→ TASK GOAL:
Please retype the material beneath this task exactly, starting with its first line and finishing with the line containing "Considering that's been".

----- PROVIDED RECORDS -----

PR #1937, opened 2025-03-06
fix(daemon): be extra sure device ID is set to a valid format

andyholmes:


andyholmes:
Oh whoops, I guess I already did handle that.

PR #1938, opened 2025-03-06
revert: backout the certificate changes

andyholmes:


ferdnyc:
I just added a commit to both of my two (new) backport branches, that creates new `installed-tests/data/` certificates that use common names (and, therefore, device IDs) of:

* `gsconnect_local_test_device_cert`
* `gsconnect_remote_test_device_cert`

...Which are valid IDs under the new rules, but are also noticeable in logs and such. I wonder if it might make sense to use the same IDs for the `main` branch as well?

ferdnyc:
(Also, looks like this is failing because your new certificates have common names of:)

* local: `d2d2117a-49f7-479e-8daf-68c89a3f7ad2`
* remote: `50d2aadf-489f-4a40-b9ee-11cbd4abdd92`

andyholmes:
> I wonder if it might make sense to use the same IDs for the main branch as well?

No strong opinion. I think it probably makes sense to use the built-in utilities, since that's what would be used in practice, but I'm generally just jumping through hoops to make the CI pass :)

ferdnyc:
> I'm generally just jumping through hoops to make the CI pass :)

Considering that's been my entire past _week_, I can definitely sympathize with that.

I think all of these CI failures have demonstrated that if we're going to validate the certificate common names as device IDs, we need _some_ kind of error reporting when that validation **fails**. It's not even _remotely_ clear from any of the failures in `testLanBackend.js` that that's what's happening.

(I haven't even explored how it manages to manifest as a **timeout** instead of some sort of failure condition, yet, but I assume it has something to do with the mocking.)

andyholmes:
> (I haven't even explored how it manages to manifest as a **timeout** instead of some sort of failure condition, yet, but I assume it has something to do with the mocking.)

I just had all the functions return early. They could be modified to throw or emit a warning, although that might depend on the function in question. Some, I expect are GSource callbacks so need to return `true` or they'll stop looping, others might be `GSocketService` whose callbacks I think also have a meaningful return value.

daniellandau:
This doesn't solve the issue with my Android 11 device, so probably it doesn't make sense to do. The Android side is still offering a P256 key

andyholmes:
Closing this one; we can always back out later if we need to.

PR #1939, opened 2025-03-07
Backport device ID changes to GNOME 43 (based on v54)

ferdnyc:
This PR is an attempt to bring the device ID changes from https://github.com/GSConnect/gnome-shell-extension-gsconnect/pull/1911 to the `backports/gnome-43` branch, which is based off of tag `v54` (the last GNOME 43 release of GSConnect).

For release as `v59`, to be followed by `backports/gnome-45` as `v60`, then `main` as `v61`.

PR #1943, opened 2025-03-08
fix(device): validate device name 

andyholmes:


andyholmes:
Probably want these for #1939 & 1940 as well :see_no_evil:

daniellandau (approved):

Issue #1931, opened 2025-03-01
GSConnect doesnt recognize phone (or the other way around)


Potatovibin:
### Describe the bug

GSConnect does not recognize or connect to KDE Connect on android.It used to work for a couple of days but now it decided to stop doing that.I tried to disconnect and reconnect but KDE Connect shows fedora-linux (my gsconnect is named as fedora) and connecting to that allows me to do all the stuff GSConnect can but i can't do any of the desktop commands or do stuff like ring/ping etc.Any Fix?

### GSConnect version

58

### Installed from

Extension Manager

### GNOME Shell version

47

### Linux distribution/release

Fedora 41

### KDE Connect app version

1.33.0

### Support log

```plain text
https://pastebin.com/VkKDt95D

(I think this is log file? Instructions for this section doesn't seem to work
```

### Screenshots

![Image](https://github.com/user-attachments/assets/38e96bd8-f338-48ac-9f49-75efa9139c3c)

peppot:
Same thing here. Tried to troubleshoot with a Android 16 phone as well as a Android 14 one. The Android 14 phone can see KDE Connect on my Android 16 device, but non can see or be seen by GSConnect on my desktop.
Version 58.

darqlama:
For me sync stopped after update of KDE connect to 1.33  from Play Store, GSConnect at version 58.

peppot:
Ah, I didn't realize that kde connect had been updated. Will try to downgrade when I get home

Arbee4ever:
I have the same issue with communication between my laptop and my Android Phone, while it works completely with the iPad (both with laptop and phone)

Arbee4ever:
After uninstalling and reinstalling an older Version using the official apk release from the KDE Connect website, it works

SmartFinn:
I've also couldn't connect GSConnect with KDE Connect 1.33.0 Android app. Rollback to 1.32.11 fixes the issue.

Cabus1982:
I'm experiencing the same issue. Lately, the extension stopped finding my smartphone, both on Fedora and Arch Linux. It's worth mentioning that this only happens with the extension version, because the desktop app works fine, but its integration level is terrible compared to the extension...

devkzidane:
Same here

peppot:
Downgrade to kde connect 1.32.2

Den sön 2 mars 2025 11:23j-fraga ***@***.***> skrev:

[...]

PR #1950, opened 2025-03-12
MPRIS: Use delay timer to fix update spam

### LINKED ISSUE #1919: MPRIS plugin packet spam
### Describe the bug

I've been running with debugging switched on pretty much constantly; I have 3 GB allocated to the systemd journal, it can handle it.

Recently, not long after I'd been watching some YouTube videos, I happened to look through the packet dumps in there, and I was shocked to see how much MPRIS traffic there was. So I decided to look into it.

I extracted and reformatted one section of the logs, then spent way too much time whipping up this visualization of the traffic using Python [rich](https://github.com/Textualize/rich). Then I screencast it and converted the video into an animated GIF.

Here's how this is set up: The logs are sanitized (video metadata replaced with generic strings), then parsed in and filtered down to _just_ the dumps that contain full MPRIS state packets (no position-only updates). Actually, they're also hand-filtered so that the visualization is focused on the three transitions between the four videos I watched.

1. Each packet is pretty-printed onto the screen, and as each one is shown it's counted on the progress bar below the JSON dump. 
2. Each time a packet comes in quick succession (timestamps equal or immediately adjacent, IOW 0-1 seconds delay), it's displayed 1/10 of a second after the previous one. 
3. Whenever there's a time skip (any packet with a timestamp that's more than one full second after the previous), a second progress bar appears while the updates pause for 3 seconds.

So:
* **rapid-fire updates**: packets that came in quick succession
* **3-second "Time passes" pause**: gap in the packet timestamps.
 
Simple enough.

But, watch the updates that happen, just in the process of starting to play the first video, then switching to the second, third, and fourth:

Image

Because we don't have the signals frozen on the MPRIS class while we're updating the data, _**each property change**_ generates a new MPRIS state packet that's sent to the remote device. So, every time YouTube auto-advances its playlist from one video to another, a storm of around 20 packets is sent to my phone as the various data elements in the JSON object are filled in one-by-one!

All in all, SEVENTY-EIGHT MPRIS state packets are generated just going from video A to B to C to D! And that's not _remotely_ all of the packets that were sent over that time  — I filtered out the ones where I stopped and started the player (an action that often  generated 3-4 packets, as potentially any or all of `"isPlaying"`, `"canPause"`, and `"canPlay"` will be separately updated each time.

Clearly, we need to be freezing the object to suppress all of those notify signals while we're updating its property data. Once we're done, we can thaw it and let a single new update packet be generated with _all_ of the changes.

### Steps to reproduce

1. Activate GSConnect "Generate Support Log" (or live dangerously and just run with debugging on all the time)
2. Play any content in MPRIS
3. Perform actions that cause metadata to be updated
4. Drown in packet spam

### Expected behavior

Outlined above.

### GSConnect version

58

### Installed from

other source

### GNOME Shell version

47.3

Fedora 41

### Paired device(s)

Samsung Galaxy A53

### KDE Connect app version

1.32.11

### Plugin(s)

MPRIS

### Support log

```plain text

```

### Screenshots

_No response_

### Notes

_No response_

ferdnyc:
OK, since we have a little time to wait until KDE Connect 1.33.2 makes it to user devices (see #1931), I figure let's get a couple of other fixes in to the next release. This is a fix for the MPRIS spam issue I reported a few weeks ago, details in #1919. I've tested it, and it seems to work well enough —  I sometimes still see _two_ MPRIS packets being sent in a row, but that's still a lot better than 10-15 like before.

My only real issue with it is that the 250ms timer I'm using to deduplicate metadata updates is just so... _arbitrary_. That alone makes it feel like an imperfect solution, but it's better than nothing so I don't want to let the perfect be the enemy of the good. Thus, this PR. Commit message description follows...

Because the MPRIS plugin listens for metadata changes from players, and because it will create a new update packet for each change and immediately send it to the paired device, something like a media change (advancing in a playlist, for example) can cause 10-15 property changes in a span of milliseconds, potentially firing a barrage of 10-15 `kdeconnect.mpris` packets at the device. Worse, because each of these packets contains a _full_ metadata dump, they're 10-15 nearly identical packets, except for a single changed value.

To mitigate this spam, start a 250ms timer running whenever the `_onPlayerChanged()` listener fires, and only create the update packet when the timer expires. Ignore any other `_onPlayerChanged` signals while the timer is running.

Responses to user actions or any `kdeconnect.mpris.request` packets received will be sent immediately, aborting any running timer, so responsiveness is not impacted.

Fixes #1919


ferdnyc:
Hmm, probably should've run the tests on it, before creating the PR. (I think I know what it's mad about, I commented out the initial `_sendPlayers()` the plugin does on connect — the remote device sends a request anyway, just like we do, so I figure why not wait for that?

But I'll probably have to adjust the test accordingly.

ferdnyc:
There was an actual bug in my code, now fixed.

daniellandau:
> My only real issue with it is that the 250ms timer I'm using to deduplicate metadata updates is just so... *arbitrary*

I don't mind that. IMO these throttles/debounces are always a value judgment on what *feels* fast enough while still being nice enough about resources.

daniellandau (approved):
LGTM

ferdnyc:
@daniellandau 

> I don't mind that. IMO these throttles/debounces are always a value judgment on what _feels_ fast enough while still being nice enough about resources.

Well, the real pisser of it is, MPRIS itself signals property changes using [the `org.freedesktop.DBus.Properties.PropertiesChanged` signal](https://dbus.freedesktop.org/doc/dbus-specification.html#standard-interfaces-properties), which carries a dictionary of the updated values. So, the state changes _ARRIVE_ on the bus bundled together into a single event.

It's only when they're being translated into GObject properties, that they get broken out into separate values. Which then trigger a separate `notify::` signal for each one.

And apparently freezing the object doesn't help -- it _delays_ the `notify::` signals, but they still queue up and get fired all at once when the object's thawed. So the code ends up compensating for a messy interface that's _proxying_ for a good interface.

-----

→ FINISHED TASK:
PR #1937, opened 2025-03-06
fix(daemon): be extra sure device ID is set to a valid format

andyholmes:


andyholmes:
Oh whoops, I guess I already did handle that.

PR #1938, opened 2025-03-06
revert: backout the certificate changes

andyholmes:


ferdnyc:
I just added a commit to both of my two (new) backport branches, that creates new `installed-tests/data/` certificates that use common names (and, therefore, device IDs) of:

* `gsconnect_local_test_device_cert`
* `gsconnect_remote_test_device_cert`

...Which are valid IDs under the new rules, but are also noticeable in logs and such. I wonder if it might make sense to use the same IDs for the `main` branch as well?

ferdnyc:
(Also, looks like this is failing because your new certificates have common names of:)

* local: `d2d2117a-49f7-479e-8daf-68c89a3f7ad2`
* remote: `50d2aadf-489f-4a40-b9ee-11cbd4abdd92`

andyholmes:
> I wonder if it might make sense to use the same IDs for the main branch as well?

No strong opinion. I think it probably makes sense to use the built-in utilities, since that's what would be used in practice, but I'm generally just jumping through hoops to make the CI pass :)

ferdnyc:
> I'm generally just jumping through hoops to make the CI pass :)

Considering that's been my entire past _week_, I can definitely sympathize with that.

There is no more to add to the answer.